Theriogenology. 2005 Apr 1;63(6):1584-91. doi: 10.1016/j.theriogenology.2004.05.030.
The relationship between seminal plasma level (0, 10, or 20%) and extender type [Kenney type (EZ-Mixin-CST) or Kenney-modified Tyrodes-KMT] to the susceptibility of sperm DNA to denaturation and sperm motility measures were investigated in cooled (5 degrees C) stallion sperm. Three ejaculates from each of three fertile stallions were collected in an artificial vagina and processed as follows: diluted one part uncentrifuged semen with four parts of extender to a final concentration of 20% seminal plasma in either CST or KMT (20% CST; 20% KMT); diluted to a final concentration of 25 million sperm/mL in either CST or KMT (10% CST; 10% KMT); centrifuged to remove virtually all seminal plasma and resuspended in either CST or KMT (0% CST-Cent; 0% KMT-Cent); centrifuged semen to remove virtually all seminal plasma and resuspended with previously filtered seminal plasma from the same stallion in either CST or KMT to a final concentration of 20% seminal plasma (20% CST-Cent; 20% KMT-Cent). Sperm motion characteristics were determined by CASA and DNA integrity (%COMP, percent of cells outside the main population) evaluated by the Sperm Chromatin Structure Assay prior to cooling, and after 24 and 48 h cooled-storage at 5 degrees C. After 48 h of storage at 5 degrees C, extenders with 0% seminal plasma (0% CST-Cent, 0% KMT-Cent) maintained highest quality DNA (P < 0.05), but 0% KMT-Cent maintained higher velocity measures (P < 0.05) than 0% CST-Cent. Total sperm motility was highest (P < 0.05) in 0% CST-Cent, 0% KMT-Cent, 10% CST, 20% CST-Cent, and 20% CST compared to the other treatment groups. Progressive sperm motility was highest (P < 0.05) after 48 h of storage in the treatment with 10% seminal plasma in Kenney extender (10% CST), despite a reduction in DNA integrity. Regardless of extender type, addition of 20% seminal plasma following centrifugation resulted in almost a two-fold increase in %COMP(alpha t), even though one of the treatments (20% CST-Cent) maintained total and progressive motility similar to treatments with no seminal plasma, suggesting that sperm motility and DNA integrity may respond independently to environmental conditions. Overall, better quality sperm features (motility and DNA) were maintained in sperm from which seminal plasma was removed followed by resuspension in either Kenney extender or modified Kenney Tyrodes-type extender.

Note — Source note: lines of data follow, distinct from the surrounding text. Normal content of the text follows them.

PR #13663, opened 2026-08-10
fix(BA-7252): honor X-Forwarded-URL only from trusted proxies

fregataa:
## Summary

- `sign_request()` replaced the HMAC signature host and path with the client-supplied `X-Forwarded-URL` header without any trust check, so a client could choose the host its signature is bound to (defeating endpoint binding) and have the signature cover a path other than the one actually routed. The header is now honored only when the connection peer matches `manager.trusted-proxies`; an untrusted origin is ignored rather than rejected, so a misconfigured proxy cannot turn otherwise valid requests into hard failures.
- Enabling `manager.trusted-proxies` was itself unusable, which made that gate unreachable. `XForwardedStrict([trusted_proxies])` declares exactly **one** trusted hop regardless of how many entries the setting holds, and `remote_ip()` rejects any request whose hop count differs — so every request without exactly one `X-Forwarded-For` entry answered `400`, including direct calls and any deployment with two or more proxies in front. The middleware was also registered with `app.middlewares.append()`, placing it *inside* the auth middleware, so `request.remote` was still the peer address while authentication ran and `allowed_client_ip` was matched against the proxy.
- The middleware is dropped and the address is resolved where it is consumed: walk the `X-Forwarded-For` chain inwards from the connection peer and take the first address that is not a trusted proxy. Any hop count works, a request without the header keeps the peer address, and a client that forges the header while connecting directly is caught by its own peer address ending the walk.
- When `manager.trusted-proxies` is empty the previous behavior is kept byte-for-byte and a deprecation warning is logged once per process, so this is safe to backport.

## Test plan

- [x] `pants test tests/unit/manager/api/test_auth_trusted_proxy.py` — 19 unit tests: CIDR/wildcard parsing, trusted-peer decision, signature equivalence for honored vs ignored header, once-only deprecation warning, and client-IP resolution over 0/1/N hops including a forged header from an untrusted peer
- [x] `pants test tests/unit/manager/api/test_auth_params.py tests/unit/manager/api/auth::` — existing auth tests still pass
- [x] `pants fmt`, `pants lint`, `pants check`
- [x] Live verification against a local manager, HMAC-signed requests over three configurations:

  | request | `trusted-proxies` unset | peer **not** trusted | peer trusted |
  |---|---|---|---|
  | correctly signed, no forwarded headers | 200 | 200 | 200 |
  | injected `X-Forwarded-URL`, signed with the forwarded host+path | 200 (legacy, warns once) | **401** | 200 |
  | `./bai admin domain search` | 200 | 200 | 200 |

- [x] Client IP resolution against the live manager (`GET /auth/my-ip`, trusted `["127.0.0.1/32", "10.0.0.0/8"]`, peer `127.0.0.1`):

  | `X-Forwarded-For` | resolved |
  |---|---|
  | (none) | `127.0.0.1` |
  | `203.0.113.9` | `203.0.113.9` |
  | `203.0.113.9, 10.0.0.5, 10.0.0.6` | `203.0.113.9` |
  | `203.0.113.9, 198.51.100.4, 10.0.0.5` | `198.51.100.4` |
  | `1.2.3.4` forged from an untrusted peer | peer address, header ignored |

  On `main` the same configuration answered `400` to every one of these except the single-entry case.

Resolves BA-7252

### DIFF
--- a/src/ai/backend/manager/api/rest/middleware/auth.py
+++ b/src/ai/backend/manager/api/rest/middleware/auth.py
@@ -22,7 +22,7 @@ import ipaddress
 import logging
 import secrets
 import uuid
-from collections.abc import Awaitable, Callable, Mapping
+from collections.abc import Awaitable, Callable, Iterable, Mapping
 from contextlib import ExitStack
 from datetime import datetime, timedelta
 from typing import TYPE_CHECKING, Any, Final
@@ -69,6 +69,9 @@ if TYPE_CHECKING:
     from ai.backend.manager.models.utils import ExtendedAsyncSAEngine
 
 log: Final = BraceStyleAdapter(logging.getLogger(__spec__.name))
+
+TRUSTED_PROXY_NETWORKS_KEY: Final = "_trusted_proxy_networks"
+FORWARDED_URL_HEADER: Final = "X-Forwarded-URL"
 
 _whois_timezone_info: Final = {
     "A": 1 * 3600,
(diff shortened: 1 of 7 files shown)


src/ai/backend/manager/api/rest/middleware/auth.py
```diff
@@ -350,6 +353,93 @@ def _extract_auth_params(request: web.Request) -> tuple[str, str, str] | None:
...
+    An untrusted origin is ignored rather than rejected so that a misconfigured
+    proxy cannot turn otherwise valid requests into hard failures.
+    """
+    upstream_url = request.headers.get(FORWARDED_URL_HEADER)
+    if upstream_url is None:
+        return None
+    if not request.config_dict.get(TRUSTED_PROXY_NETWORKS_KEY):
+        _warn_forwarded_url_without_trusted_proxies()
+        return upstream_url
+    if not is_from_trusted_proxy(request):
```
seedspirit, line 434: If it's result is None, will the request still go through but fail at the authentication stage?

fregataa: `None` result means that the header of the request cannot be overridden. And if the request has not trusted host path, manager will raise 400 error

seedspirit (approved):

研究了在冷却(5摄氏度)的种马精子中,精浆水平(0%、10%或20%)和稀释液类型[肯尼氏型(EZ-Mixin-CST)或改良肯尼氏泰罗德氏液-KMT]对精子DNA变性敏感性及精子活力指标的影响。从三匹生育能力正常的种马中,每匹种马采集三份精液,通过人工阴道采集后按如下方法处理:将一份未离心的精液与四份稀释液混合,使最终精浆浓度在CST或KMT中达到20%(20% CST;20% KMT);在CST或KMT中稀释至最终浓度为2500万精子/毫升(10% CST;10% KMT);离心以去除几乎所有精浆,然后在CST或KMT中重悬(0% CST-Cent;0% KMT-Cent);将精液离心以去除几乎所有精浆,然后与同一匹种马先前过滤的精浆在CST或KMT中重悬,使最终精浆浓度达到20%(20% CST-Cent;20% KMT-Cent)。在冷却前、以及在5摄氏度下冷却储存24小时和48小时后,通过计算机辅助精子分析(CASA)测定精子运动特征,并通过精子染色质结构分析评估DNA完整性(%COMP,主要群体外细胞的百分比)。在5摄氏度储存48小时后,精浆为0%的稀释液(0% CST-Cent,0% KMT-Cent)维持了最高质量的DNA(P<0.05),但0% KMT-Cent比0% CST-Cent维持了更高的速度指标(P<0.05)。与其他处理组相比,0% CST-Cent、0% KMT-Cent、10% CST、20% CST-Cent和20% CST中的总精子活力最高(P<0.05)。尽管DNA完整性有所下降,但在肯尼氏稀释液中含有10%精浆的处理组(10% CST)储存48小时后,渐进性精子活力最高(P<0.05)。无论稀释液类型如何,离心后添加20%精浆会使%COMP(αt)几乎增加两倍,尽管其中一种处理(20% CST-Cent)维持的总活力和渐进性活力与无精浆处理相似,这表明精子活力和DNA完整性可能对环境条件有独立反应。总体而言,去除精浆后再在肯尼氏稀释液或改良肯尼氏泰罗德氏型稀释液中重悬的精子,能维持更好的精子质量特征(活力和DNA)。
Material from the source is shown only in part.